Assaggiare un gelato sublime, comporre una canzone, innamorarsi: la gioia miracolosa di un momento che si dissolve

L'imperfetta

L'imperfetta meraviglia, particolare della copertina – Credits: © Andrea De Carlo

Quando esce un libro di Andrea De Carlo - scrittore che nei primi anni Ottanta con Treno di panna e Uccelli da gabbia e da voliera folgorò una generazione che non sapeva ancora di avere certe inquietudini - mi succede sempre la stessa cosa: ne soppeso le dimensioni (quasi sempre ingombranti), dò un'occhiata distratta alla copertina (sperando non sia troppo stucchevole), confronto mentalmente il titolo con i precedenti. Poi dico no, stavolta no. Poi non so come sbircio le prime righe, magari volto pagina, colgo il nome di un personaggio, mi avvolge la vibrazione di una colonna sonora già familiare. E di colpo sono dentro, sono coinvolto. Il diciannovesimo romanzo di Andrea De Carlo contiene poi nel titolo la sintesi "perfetta" dell'arte del romanzo: L'imperfetta meraviglia.

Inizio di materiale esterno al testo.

PR #1333, opened 2021-10-29
Speed up the ContainExactly matcher

bclayman-sq:
Speed up the ContainExactly matcher by pre-emptively matching up corresponding elements in the expected and actual arrays. 

This addresses issues rspec/rspec#84, rspec/rspec#136.

**Before this PR, comparing two arrays of 50 random integers never finished.  Now, comparing arrays of 10,000 random integers takes 1 second.**

This PR is a collaboration between @genehsu and I based on a couple of our earlier PRs and discussion that resulted:
1) https://github.com/rspec/rspec-expectations/pull/1325
2) https://github.com/rspec/rspec-expectations/pull/1328

Co-authored-by: Gene Hsu <gene@hsufarm.com>

PR #1334, opened 2021-11-18
Cache match results for compound failures

### LINKED ISSUE #87: Slow sequential And
### Subject of the issue

It appears that if And compounds are sequential then tests are running for a long time. Eg.:

```ruby
expect('qwe').
  to include('asd').
    and(include('asd')).
    and(include('asd')).
    and(include('asd')).
    and(include('asd')).
    and(include('asd')).
    and(include('asd')).
    and(include('asd')).
    and(include('asd')).
    and(include('asd')).
    and(include('asd')).
    and(include('asd')).
    and(include('asd')).
    and(include('asd'))
```
this is running on my computer for 15 seconds, and each additional condition doubles the previous duration.

It's not a problem with nested and:

```ruby
expect('qwe').
  to include('asd').
    and include('asd').
      and include('asd').
        and include('asd').
          and include('asd').
            and include('asd').
              and include('asd').
                and include('asd').
                  and include('asd').
                    and include('asd').
                      and include('asd').
                        and include('asd').
                          and include('asd').
                            and include('asd')
```
This is instant. But I prefer the previous sequential approach as it doesn't increase nesting level.

### Your environment
* Ruby version: 2.6.3
* rspec-expectations version: 3.10.1

genehsu:
fixes rspec/rspec#87 

When a compound matcher fails, the failure message checks both sides of
the match to determine how to display the failure match.  When multiple
compound matchers are chained, that means the match for each side of the
compound matcher may be called repeatedly for exponential growth.

To address this behavior, we can cache the match result for each side of
the compound operator each time a match is executed.  We need to reset the
cache each time the match is executed because the matcher may be re-used
for a different expectation.

Added RSpec context timing before the patch:
```
RSpec::Matchers::BuiltIn::Compound
  when chaining many matchers together
    with long chains of compound matchers
      with a failing first matcher
        generates a failure description quickly
      with all failing matchers
        generates a failure description quickly with or
        generates a failure description quickly with and
      with a failing last matcher
        generates a failure description quickly

Finished in 2 minutes 47.7 seconds (files took 0.43342 seconds to load)
4 examples, 0 failures
```

Added RSpec context timing after the patch:
```
RSpec::Matchers::BuiltIn::Compound
  when chaining many matchers together
    with long chains of compound matchers
      with a failing last matcher
        generates a failure description quickly
      with all failing matchers
        generates a failure description quickly with and
        generates a failure description quickly with or
      with a failing first matcher
        generates a failure description quickly

Finished in 0.05168 seconds (files took 0.42805 seconds to load)
4 examples, 0 failures
```

### DIFF
--- a/lib/rspec/matchers/built_in/compound.rb
+++ b/lib/rspec/matchers/built_in/compound.rb
@@ -75,6 +75,8 @@ module RSpec
         end
 
         def match(_expected, actual)
+          @matcher_1_matches = nil
+          @matcher_2_matches = nil
           evaluator_klass = if supports_block_expectations? && Proc === actual
                               NestedEvaluator
                             else
@@ -97,11 +99,13 @@ module RSpec
         end
 
         def matcher_1_matches?
-          evaluator.matcher_matches?(matcher_1)
+          return @matcher_1_matches unless @matcher_1_matches.nil?
+          @matcher_1_matches = evaluator.matcher_matches?(matcher_1)
         end
 
         def matcher_2_matches?
-          evaluator.matcher_matches?(matcher_2)
+          return @matcher_2_matches unless @matcher_2_matches.nil?
+          @matcher_2_matches = evaluator.matcher_matches?(matcher_2)
         end
 
         def matcher_supports_block_expectations?(matcher)
--- a/spec/rspec/matchers/built_in/compound_spec.rb
+++ b/spec/rspec/matchers/built_in/compound_spec.rb
@@ -882,31 +882,39 @@ module RSpec::Matchers::BuiltIn
 
         context "with a failing first matcher" do
           it "generates a failure description quickly" do
-            compound = failing_matcher
-            15.times { compound = compound.and(passing_matcher) }
-            expect { expect([actual]).to compound }.to fail_including("expected [#{actual}] to include #{not_expected}")
+            timeout_if_not_debugging(0.2) do
+              compound = failing_matcher
+              15.times { compound = compound.and(passing_matcher) }
+              expect { expect([actual]).to compound }.to fail_including("expected [#{actual}] to include #{not_expected}")
+            end
           end
         end
 
         context "with a failing last matcher" do
           it "generates a failure description quickly" do
-            compound  = failing_matcher
-            15.times { compound = passing_matcher.and(compound) }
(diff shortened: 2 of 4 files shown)


pirj (approved):
Looks great!
Does it make sense add `timeout_if_not_debugging` in the same vein you've used in #1333? The difference in running those specs is incredible - from 200s to 0.1s.
Thank you.

lib/rspec/matchers/built_in/compound.rb
```diff
@@ -97,11 +99,19 @@ def compound_failure_message
         end
 
         def matcher_1_matches?
-          evaluator.matcher_matches?(matcher_1)
+          if @matcher_1_matches.nil?
+            @matcher_1_matches = evaluator.matcher_matches?(matcher_1)
+          else
+            @matcher_1_matches
+          end
```
pirj, line 106: To appease RuboCop's `Metrics/ClassLength` it's possible to write this as a guard statement:
```ruby
return @matcher_1_matches unless @matcher_1_matches.nil?
@matcher_1_matches = evaluator.matcher_matches?(matcher_1)
```

genehsu:
@pirj  Style-wise, I was wondering about where the best place to reset state might be. I put the reset logic directly in the match method. I noticed that for a different issue, you add a blank `reset` method to `match?`. Should we incorporate that idea into this PR? or just concentrate on this PR.

All your suggestions seem good to me, so I'll go ahead and make them. Thanks for the look.

genehsu:
> Looks great! Does it make sense add `timeout_if_not_debugging` in the same vein you've used in #1333?

Where do helper functions go when they're used in multiple spec files? It seems that `spec/support` is all shared examples and matchers. There are a few helper functions in `spec_helper.rb`. That seems like where `timeout_if_not_debugging` should go, unless you have a different suggestion?

pirj:
> few helper functions in spec_helper.rb. That seems like where timeout_if_not_debugging should go

A perfect place for it 👍

genehsu:
This commit updates the timeout limit from 0.1s to 0.2s. Hopefully that's enough headroom for ruby 1.8.7.

pirj:
@Lukom does this fix your case?

JonRowe:
Migrated to the monorepo as rspec/rspec#129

Leggere De Carlo cioè è come sentirsi a casa, ma una casa senza muri di protezione. C'è una complicità istantanea e sfuggente che fluisce, già a pagina 2, da una frase come "e Milena Migliari nei confronti degli equilibri instabili ha sempre provato un misto di ansia e fascinazione". C'è un'allitterazione ricorrente nei nomi (qui Milena Migliari, in Di noi tre Misia Mistrani: una radice inconscia di Milanesità?). Ma soprattutto c'è fin dal principio l'idea un po' ossessiva di quanti bivii non presi, quante potenzialità irrealizzate, quanti talenti inespressi formino quell'arcodamore che chiamiamo vita. Ben più delle scelte che abbiamo compiuto. Mentre potrebbe bastare uno scatto per riprendersi in mano il destino.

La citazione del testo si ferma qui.